Interruppi Serge con fare perentorio e veloce in modo da non potergli dare possibilità di replica ma comunque mantenendo una imperturbabile calma per non dare l'impressione di volerlo attaccare così spudoratamente.

"Mi scusi ma questo suo continuare a cercare di convincerci che le bestie in queste gabbie non stiano soffrendo è paradossale e puerile. È chiaro che un animale che per sua natura è abituato a vivere in libertà non potrà mai sentirsi a proprio agio in una gabbia di poco più di un metro quadrato. Inoltre è chiara la sua sofferenza e lo dimostra il fatto che non appena ci ha visti, e in particolare ha visto lei, ha cominciato ad agitarsi freneticamente. Per quanto gli era possibile ovviamente. L'animale sa che tra poco lei o un suo aguzzino verrete a ingozzarlo con uno degli innumerevoli pasti forzati che gli propinate giornalmente. Non è che dicendo queste falsità lei penserà veramente che noi ci berremo la storia dell'animale felice nella piccola azienda artigianale del sud-ovest della Francia e che quindi saremo più propensi ad acquistare il suo prodotto?"

Al ché lui mi rispose estremamente seccato perché un ragazzino con uno spiccato accento italiano lo aveva toccato sul vivo.

"Mio caro ragazzo non capisco proprio questo tuo atteggiamento. Sapevi benissimo che tipo di azienda eravamo e cosa produciamo. Quindi non venirmi a fare la mo..."

Lo interruppi prima che potesse completare la parola "morale".

"No guardi non mi fraintenda, non sono venuto a fare il finto moralista, conosco benissimo il tipo di prodotto che producete. Conosco anche molto bene il metodo di allevamento che serve per rendere il fegato così ingrossato da renderlo inadatto alle sue funzioni naturali. So anche che se non si trattasse di anatre e oche allevate appositamente con questo scopo ma si trattasse di qualsiasi altra specie animale ne sarebbe vietata la vendita del fegato perché derivante da animale malato. Sono conscio di tutto ciò e non voglio nemmeno fare commenti sull'alimentazione forzata che spesso crea lacerazioni all'esofago le quali in molti casi portano alla morte dell'animale, o al fatto che la bestia debba vivere il più possibile fermo in gabbia sia perché così il fegato si ingrossa più velocemente e sia perché ormai non riesce più a camminare a causa della patologia troppo avanzata che porta a limitarne i movimenti. Non ci venga però a raccontare ora di quanto siete bravi perché rispetto al passato adesso in questa sua bellissima e modernissima azienda non gli inchiodate più le zampe.
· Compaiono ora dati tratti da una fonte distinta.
PR #43, opened 2018-01-29
Add page to create/edit/delete ComponentExpansions

WilliamMcCumstie:
Based on #38, please merge it first

This PR is a tad long as it contains a few internal changes to `AssetRecord` code. This is part breaking out the different form elements into `partials` and `decorators` (https://github.com/alces-software/alces-flight-center/commit/04d291c3b35fdfb8e092295b906c14d213d4948f, https://github.com/alces-software/alces-flight-center/commit/5d8a1581527c2cd7adab8c46eb98ab34b3dab31d, https://github.com/alces-software/alces-flight-center/commit/756a27c87ed99295f82dad9ea765cb448c09d7f7) and subsequent changes to how they function. This is to make it easier generate the different common features used by the forms.

There was also a bug fix in which any user could update the asset record due to a bad test. It has been fixed in https://github.com/alces-software/alces-flight-center/commit/0994b82203d49398b3b1a302644d41f2ce56dfb3 and https://github.com/alces-software/alces-flight-center/commit/a067bcd168d7954e9f54db8f7c2abfa7618cc365.

There are various other miscellaneous changes concerning the view and layout, see commit messages for details.

Otherwise the major addition is the expansions table https://github.com/alces-software/alces-flight-center/commit/4f8604d94bbcee0f055b6153d60d9cca6cd34281. It is shown on the component page and performs a bulk edit for all the `ComponentExpansions` associated with the component. It is modelled after the `AssetRecordTable` except it DOES NOT inherit anything from a higher level. `ComponentExpansions` are associated with a single `component` and are independent from the `ComponentGroup/Make`.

Sono consapevole di tutto ciò ma adoro così tanto questo alimento che la cosa non mi interessa. Il mio atteggiamento in verità è rivolto proprio a lei e alle panzane che continua a raccontarci."

A questo punto dovette per forza intervenire il mio chef per evitarmi una brutta fine. Stavo seriamente rischiato di essere linciato e scaraventato nel letamaio della fattoria ma per fortuna l'intervento del mio capo riportò la calma e a me bastò stare zitto in disparte per il resto della giornata per non essere fatto a pezzi e dato da mangiare ai maiali.

La giornata si concluse tutto sommato bene senza altri imprevisti e il viaggio di ritorno fu passato interamente a ridere della mia sfrontatezza e della reazione di Serge che, rosso come il drappo di un torero, rischiò seriamente un infarto.

Ma dentro la mia testa la decisione era ormai presa,ora non mi restava altro che organizzare una nuova visita solitaria alla fattoria di Saint Marcel du Perigord per andare a prendere il mio nuovo trofeo al quale, questa volta, avrei con gioia anche strappato la lingua come sfregio alla sua capacità menzognera.